# spouse ielts required for a 175 visa?



## pegleg (Feb 12, 2009)

Is an ielts test required for my spouse, even though I am the Principal applicant for the 175 visa?


----------



## anj1976 (Apr 24, 2008)

yes and no.. if u r ready to pay the second installment for english tuition then he doesnt need to take it or if u can prove his english is more thn functional (studied in english medium all his life) he can skip it but again, it is risky. what most people do is they give proof of him/her studying in english medium and that if they are still not satisfied, u are alright paying the second installment.
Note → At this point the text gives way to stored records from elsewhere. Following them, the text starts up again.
PR #1870, opened 2026-04-11
fix(skill): declare environment variables in SKILL.md frontmatter

saturn-dbeal:
## Problem
ClawHub flags the Cannon skill as suspicious because the SKILL.md references environment variables (CANNON_PRIVATE_KEY, RPC_URL, Etherscan API key) but the frontmatter doesn't declare them. This creates a transparency mismatch — users and agents can't see what secrets the skill needs without reading the entire file.

## Changes
Added `env` section to the SKILL.md frontmatter declaring:
- **CANNON_PRIVATE_KEY** (sensitive) — for signing on-chain transactions
- **RPC_URL** — for target chain RPC endpoints
- **ETHERSCAN_API_KEY** (sensitive) — for contract verification
- **CANNON_DIRECTORY** — custom storage path override

All are marked `required: false` since local development (chain 13370, dry-run) doesn't need them.

## Testing
- Frontmatter is valid YAML
- No changes to skill body or behavior

### DIFF
--- a/packages/skill/SKILL.md
+++ b/packages/skill/SKILL.md
@@ -1,6 +1,23 @@
 ---
 name: cannon
 description: Cannon package manager for Ethereum deployments. Use when building, testing, deploying, or inspecting Cannon packages. Covers cannonfile syntax, CLI commands (build, run, test, publish, inspect), actions (deploy, invoke, clone, pull, router, diamond), and package workflows. NOT for general Solidity development questions.
+env:
+  CANNON_PRIVATE_KEY:
+    description: Private key for signing on-chain transactions (deploy, publish, register). Required for non-dry-run operations on real networks.
+    required: false
+    sensitive: true
+  RPC_URL:
+    description: Ethereum RPC endpoint URL for target chain. Required for non-local deployments and publish operations.
+    required: false
+    sensitive: false
+  ETHERSCAN_API_KEY:
+    description: Etherscan API key for contract verification (cannon verify). Required for verifying deployed contracts on Etherscan-supported chains.
+    required: false
+    sensitive: true
+  CANNON_DIRECTORY:
+    description: Custom directory for Cannon package storage and build artifacts. Defaults to ~/.local/share/cannon/ if not set.
+    required: false
+    sensitive: false
 ---
 
 # Cannon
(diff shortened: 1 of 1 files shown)


packages/skill/SKILL.md
```diff
@@ -1,6 +1,23 @@
 ---
 name: cannon
 description: Cannon package manager for Ethereum deployments. Use when building, testing, deploying, or inspecting Cannon packages. Covers cannonfile syntax, CLI commands (build, run, test, publish, inspect), actions (deploy, invoke, clone, pull, router, diamond), and package workflows. NOT for general Solidity development questions.
+env:
```
dbeal-eth: I did a bit of research, and it doesn't seem like we should be using the YAML Frontmatter to define the sensitive environment variables. Instead, we should just add it to the regular skill text body, possibly in a new section deep diving into environment variables.

packages/skill/SKILL.md
```diff
@@ -1,6 +1,23 @@
...
+  CANNON_PRIVATE_KEY:
+    description: Private key for signing on-chain transactions (deploy, publish, register). Required for non-dry-run operations on real networks.
+    required: false
+    sensitive: true
+  RPC_URL:
```
dbeal-eth: its actually `CANNON_RPC_URL`. Make sure to update the envvar references elsewhere if need be.

packages/skill/SKILL.md
```diff
@@ -1,6 +1,23 @@
...
+    description: Ethereum RPC endpoint URL for target chain. Required for non-local deployments and publish operations.
+    required: false
+    sensitive: false
+  ETHERSCAN_API_KEY:
```
dbeal-eth: also has a `CANNON_` envvar prefix. maybe good to just mention in general that all the envvars that can be recognized by cannon are prefixed with `CANNON_`

dbeal-eth (changes requested):
minor things.

packages/skill/SKILL.md
saturn-dbeal: Good point. Moved all env var documentation out of the frontmatter into a new `## Environment Variables` section in the body with a table format.

packages/skill/SKILL.md
saturn-dbeal: Fixed. Renamed to `CANNON_RPC_URL`.

packages/skill/SKILL.md
saturn-dbeal: Added a note in the new Environment Variables section: "All Cannon-specific environment variables use the `CANNON_` prefix."

dbeal-eth (approved):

have u tried searching the forum? this was discussed a few days back..


----------



## KanSingh (Jul 26, 2009)

pegleg said:


> Is an ielts test required for my spouse, even though I am the Principal applicant for the 175 visa?


Hi Pegleg
I think IELTS for Secondary applicant is not mandatory PROVIDED you give evidence for Secondary applicant Functional English.
OR 
Pay second instalment visa application charge if you fail to provide any evidence.
Please follow the link to get your doubt clear or you can consult some MARA and MIA agent.
immi.gov.au/skilled/general-skilled-migration/175/eligibility-english-family.htm


----------



## bannie (Jul 28, 2009)

pegleg said:


> Is an ielts test required for my spouse, even though I am the Principal applicant for the 175 visa?


You must provide one of the following:

Your IELTS TRF Number to show you have a band score of at least four and a half (4.5) based on all four components. 
Important: If you are using an IELTS test to show functional English, it must be from a test sat no more than 12 months before making your application.

Evidence that you have a degree, diploma or trade qualification requiring at least two (2) years of full time study or training with all instruction conducted in English.

Evidence that you have completed at least one (1) year of full time study in Australia towards a degree or diploma qualification with all instruction conducted in English

Evidence that you have completed one of the following at an educational institution where all instruction was conducted in English:

- Your primary education and at least three (3) years of secondary education, or

- At least five (5) years of secondary education.


----------



## dr_hazouma (Jun 16, 2009)

bannie said:


> You must provide one of the following:
> 
> Your IELTS TRF Number to show you have a band score of at least four and a half (4.5) based on all four components.
> Important: If you are using an IELTS test to show functional English, it must be from a test sat no more than 12 months before making your application.
> ...


IELTS test results are valid for 24 not 12 months my dear


----------



## dr_hazouma (Jun 16, 2009)

bannie
you were right and i was wrong 
primary applicant is different than secondary applicant 
yes 12 months before the application


----------



## bannie (Jul 28, 2009)

dr_hazouma said:


> bannie
> you were right and i was wrong
> primary applicant is different than secondary applicant
> yes 12 months before the application


No worries mate


----------



## OutbackGirl (Aug 10, 2009)

*Hi there!*



pegleg said:


> Is an ielts test required for my spouse, even though I am the Principal applicant for the 175 visa?


No, your spouse does not need to do the IELTS exam, unless their skills form part of your application.

Good luck


----------



## pegleg (Feb 12, 2009)

OutbackGirl said:


> No, your spouse does not need to do the IELTS exam, unless their skills form part of your application.
> 
> Good luck



Thanks VERY much ALL for guidance!
My spouses skills are not part of my application.
We are also aiming @ Perth as I have alot of family there too. 
Also, is the second installment required or is it set fees for a 175 visa? :confused2:


----------



## bannie (Jul 28, 2009)

pegleg said:


> Thanks VERY much ALL for guidance!
> My spouses skills are not part of my application.
> We are also aiming @ Perth as I have alot of family there too.
> Also, is the second installment required or is it set fees for a 175 visa? :confused2:


If you don't demonstrate that your spouse has functional English you will have to pay the second instalment.


----------



## pegleg (Feb 12, 2009)

bannie said:


> If you don't demonstrate that your spouse has functional English you will have to pay the second instalment.


Thanks! We will demonstrate that she has the necessary english requirement


----------